*** Records supplied ***

PR #353, opened 2020-05-11
Simplify output of Base.show for IndexSet types

emstoudenmire:


emstoudenmire:
I checked and this also works for `IndexSet{Any}`. It outputs "IndexSet{Any}" for that case.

*** End of Records supplied ***

Problem requirements: Transcribe the data above in full, keeping every word as it is.

Output of the exercise:
PR #353, opened 2020-05-11
Simplify output of Base.show for IndexSet types

emstoudenmire:


emstoudenmire:
I checked and this also works for `IndexSet{Any}`. It outputs "IndexSet{Any}" for that case.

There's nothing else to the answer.